Gaudier-Brzeska created his sculptures and drawings of wrestling at a moment when the sport was undergoing a revival, not only in Britain but around the globe, in the decade or so before the First World War. Aficionados of the sport frequently see this as the golden era of the sport, uncorrupted by the ‘fraudulent play-acting that passes for wrestling’ in the present – a reference to the televised spectacles of American World Wrestling Entertainment.25
As has already been suggested, the Wrestlers relief is not a straightforward depiction of a wrestling match or of wrestlers. Nevertheless, this sculptural relief does connect very specifically to the moment of its making and the social and sporting spaces to which it refers. As a work of art, it prompts consideration of the connections between avant-garde art, popular culture and sport before the First World War. At the beginning of the twentieth century, wrestling was a highly visible sport. It was extremely popular in London and around the country where regional variations were (and still are) practised and protected with vigour. From the Kinetoscope parlour on Oxford Street where, for a small fee, one could watch moving images of wrestlers, to Eadweard Muybridge’s photographs of wrestlers in his book The Human Figure in Motion (1901), to the numerous photographs and representations of wrestling in sporting journals and daily newspapers (fig.6), wrestling was an omnipresent part of Edwardian visual culture. Writing in the Times in January 1911, one journalist noted, ‘Of later years there has been a remarkable revival of interest in boxing and wrestling; and the contests between professional experts are watched by large gatherings of spectators who are willing to pay as much as a guinea, or even more, for a seat at the ring side’.26 Indeed, the writer claimed that every class of British society, women included, was to be found in the audiences of wrestling matches.
There were several highly publicised matches in this period that made fighters worldwide celebrities. A bout in Chicago on 4 September 1911 between the American wrestler Frank Gotch and the Estonian-born but London-based George Hackenschmidt (who upon winning was recognised as the first World Heavyweight Champion) drew a crowd of over 30,000 spectators and was featured in newspapers and magazines all over the world. As well as photographs of such matches, wrestling manuals also featured images of different holds. Hackenschmidt’s Complete Science of Wresting (published by Health & Strength in 1909) contained seventy images of standing holds, ground wrestling and throws (fig.7). The paused embrace of Gaudier-Brzeska’s Wrestlers relief suggests an awareness of these mass produced images of suspended action or movement.

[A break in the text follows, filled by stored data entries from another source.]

PR #82, opened 2022-02-11
Enhancement/mono repo

0x4007:


contracts/dollar/.github/workflows/CI.yml
```diff
@@ -0,0 +1,40 @@
+name: CI
```
0x4007, line 1: should probably re set up CI

Issue #89, opened 2022-04-18
Launch Party - Calculate APY by compounding


Zequez:
Right now the APY is calculated without compounding taken into account.

Right now it's calculated like this:

```ts
const apy = (reward.toNumber() / 1_000_000_000 / 5) * 365 * 100;
```

We gotta calculate it as if we compounded it every 5 days instead.

Zequez:
I'll share the math here, tag Christo and if everything checks out we'll close it.

Zequez:
Alright, so the math is very simple:

```ts
let multiplier = reward / 1_000_000_000
let apy = multiplier ** (365 / 5)
```

The reward is based on the contract reward that's stored as parts per billion. So a 1_100_000_000 reward multiplies the deposit by 1.1 over the course of 5 days. So to simulate compounding every five days for a year we just elevate it to (365/5). Is this math sound?

I'm thinking maybe we have to reduce the result by 1? (because we want to only show the APY of the REWARD, not the initial deposit that we give back, right?)

I mean, sure, it doesn't make much sense because you cannot actually compound the reward because it's on a different currency.

@hpiyankov could I get your input here?

hpiyankov:
1. Your multiplier ** (365 / 5) logic is correct as long as for a 10% multiplier you are using 1.1
2. Yes you need to subtract 1 at the end to get the APY

For the rest, I cannot comment, because it has been such a long time, that this is totally out of context for me.

PR #150, opened 2022-05-09
Fix APY calculation #89

Zequez:
Finishes the Issue #89 about the APY calculation, I  reduced the APY by 1 after calculating it.


0x4007 (approved):
Hristo approved so I'm sure its ok!

PR #204, opened 2022-07-11
Build static dapp 

zapaz:
Add build:dapp to build static website for IPFS hosting


zapaz:
works with fleek.co with command "yarn && yarn build:dapp" on nextjs env

PR #247, opened 2022-09-05
Fix/walletconnect

codeaddict99:
✔ Fixed wallet popup
✔ Fixed walletconnect qrcode modal


packages/dapp/components/lib/hooks/useWeb3.tsx
```diff
@@ -50,13 +60,54 @@ export const UseWeb3Provider: React.FC<ChildrenShim> = ({ children }) => {
...
+      // create new session
+      await connector.createSession();
+    }
+
+    connector.on("connect", async (error, payload) => {
+      const { chainId, accounts } = payload.params[0];
+      const newWalletAddress = accounts[0];
+
+      const newProvider = new WalletConnectProvider({
+        infuraId: process.env.API_KEY_ALCHEMY,
```
cuddle-dev: This might be wrong. Alchemy is a different service with infura.io. WalletConnectProvider supports 2 available options (rpc & infura). iirc, they don't support alchemy right now.

packages/dapp/next.config.js
```diff
@@ -0,0 +1,8 @@
+module.exports = {
+  publicRuntimeConfig: {
+    API_KEY_ALCHEMY: process.env.API_KEY_ALCHEMY,
+    API_KEY_COINMARKETCAP: process.env.API_KEY_COINMARKETCAP,
+    API_KEY_ETHERSCAN: process.env.API_KEY_ETHERSCAN,
+    MNEMONIC: process.env.MNEMONIC,
```
cuddle-dev: Actually these env variables are being used in contract packages.  I think we don't need configure  them(API_KEY_COINMARKETCAP, API_KEY_ETHERSCAN, MNEMONIC) in dapp package

cuddle-dev (changes requested):
Sometimes we might have rpc urls from other services (except infura.io). In this case, we will configure WalletConnectProvider using rpc urls. That would be better to make both (infura, rpc) configurable via .env.

packages/dapp/components/lib/hooks/useWeb3.tsx
codeaddict99: Okay, will recreate infura ID and rewrite down

packages/dapp/next.config.js
codeaddict99: Okay, will remove the env variables

sergfeldman:
This PR will not be reviewed.

PR #249, opened 2022-09-07
Refactor architecture using yarn workspace

cuddle-dev:


package.json
```diff
@@ -1,109 +1,35 @@
...
-    "_contracts:clean": "run-p _contracts:clean:*",
-    "_contracts:clean:dollar": "cd ./contracts/dollar && yarn clean",
-    "_contracts:clean:nft": "cd ./contracts/ubiquistick && yarn clean",
-    "contracts:run:nft": "cd ./contracts/ubiquistick && hardhat node",
-    "contracts:run:faucet": "cd ./contracts/dollar && yarn node:faucet",
-    "killscript": "kill `ps | grep dev-chain-init.sh | grep -v grep | awk '{ print $1 }'`",
-    "__format:cspell": "cspell '**'"
-  },
+  "name": "@ubiquity/monorepo",
+  "version": "1.0.1-beta",
```
0x4007, line 3: Would be dope to follow semver as part of our CI.

packages/dapp/components/lib/utils.ts
```diff
@@ -28,10 +27,10 @@ export async function performTransaction(transaction: Promise<ContractTransactio
   // return false;
 }
 
-export async function erc1155BalanceOf(addr: string, erc1155UbiquityCtr: ERC1155Ubiquity): Promise<BigNumber> {
+export async function erc1155BalanceOf(addr: string, erc1155UbiquityCtr: Contract): Promise<BigNumber> {
   const treasuryIds = await erc1155UbiquityCtr.holderTokens(addr);
 
-  const balanceOfs = treasuryIds.map((id) => {
+  const balanceOfs = treasuryIds.map((id: any) => {
```
0x4007: We should not be using `any` perhaps try using a more specific type like `number` or `string`. If none work then I would fall back to `unknown`.

I assumed that our commit hook would throw an error for this!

Wrestling and the figure of the wrestler were explicitly connected to national and imperial politics. While wrestling and boxing were frequently celebrated as ‘national’ sports in Britain, the early twentieth-century press brimmed with anxious articles about the physical prowess of foreign fighters. Indian wrestlers were particularly revered. Ahmud Bux was one Indian wrestler who awed the British crowd. A report on his match with the Swiss fighter, de Riaz, noted that:
Evidently it will be difficult to find heavyweights good enough to beat these Indians, who have the look of all round athletes, possessing long elastic muscles, great pace, and quickness of vision – qualities generally absent in the continental wrestler who is the product of the gymnasium.27
The ‘Inter-Empire’ wrestling match was held in the impressive surroundings of the central transept of the Crystal Palace on 8 July 1911, and formed part of the ‘Inter-Empire’ sport championships of the Festival of Empire, held to celebrate the coronation of King George V, in which teams from Canada, Australia, New Zealand, South Africa and the United Kingdom competed. The staging of a wrestling match in the middle of the famous glass palace certainly contradicts any notions that wrestling was underground or hidden from sight in seedy backstreet gyms and clubs. Wrestling was, at the time, very much a global sport and the skills and traditions of other wrestling cultures were much admired, such as those of the Sudanese wrestlers at the Imperial International Exhibition in 1909 and Japanese wrestlers at the 1910 Japan-British Exhibition, both events held at White City in London(fig.8). Gaudier-Brzeska’s naked wrestlers imply that the artist was aware of wrestling styles and traditions from other parts of the world, and connect to his interest in sculptural forms from Africa, Oceania and Asia that he frequently encountered in museum collections in Paris and London. The smooth contours of the wrestlers in Gaudier-Brzeska’s relief certainly share analogies to the body shapes of the Japanese wrestlers who fought in London and whose images was widely circulated through the popular press. Another possible source which links sculpture, wrestling and a formal emphasis on musculature and a rounded, smooth and yet strong physical shape is the Hawaiian Deity form in the British Museum (fig.9).28 As art historian Evelyn Silber has already noted, there is no evidence that Gaudier-Brzeska knew of this piece, but the similarities of the pose on all fours is striking. It is also fascinating to note that Henry Moore admired the Hawaiian deity figure for its ‘flat back and powerful muscles of a gorilla, combined with a tension and strain of a wrestler’.29
Pugilistic sports were central to debates about manliness and masculinity at the beginning of the twentieth century – a period when such categories were being hotly debated and contested with the rise of suffrage campaigns and increased public discourse about sexuality (particularly in the wake of the trial of Oscar Wilde in 1895 for ‘gross indecency’ with other men). The London Amateur Wrestling Association, at whose headquarters Gaudier-Brzeska had made his sketches, was described by the journalist W.A. Bridge as upholding ‘all that is best and most manly in British sport’.30 Wrestling was undoubtedly modern subject matter and Gaudier-Brzeska’s Wrestlers relief connects to these contemporary debates about sport, masculinity and modernity. For an artist who was crafting an anti-bourgeois identity as a rough and tough artist, while also privately claiming to be homosexual, wrestling was the perfect subject with which to grapple.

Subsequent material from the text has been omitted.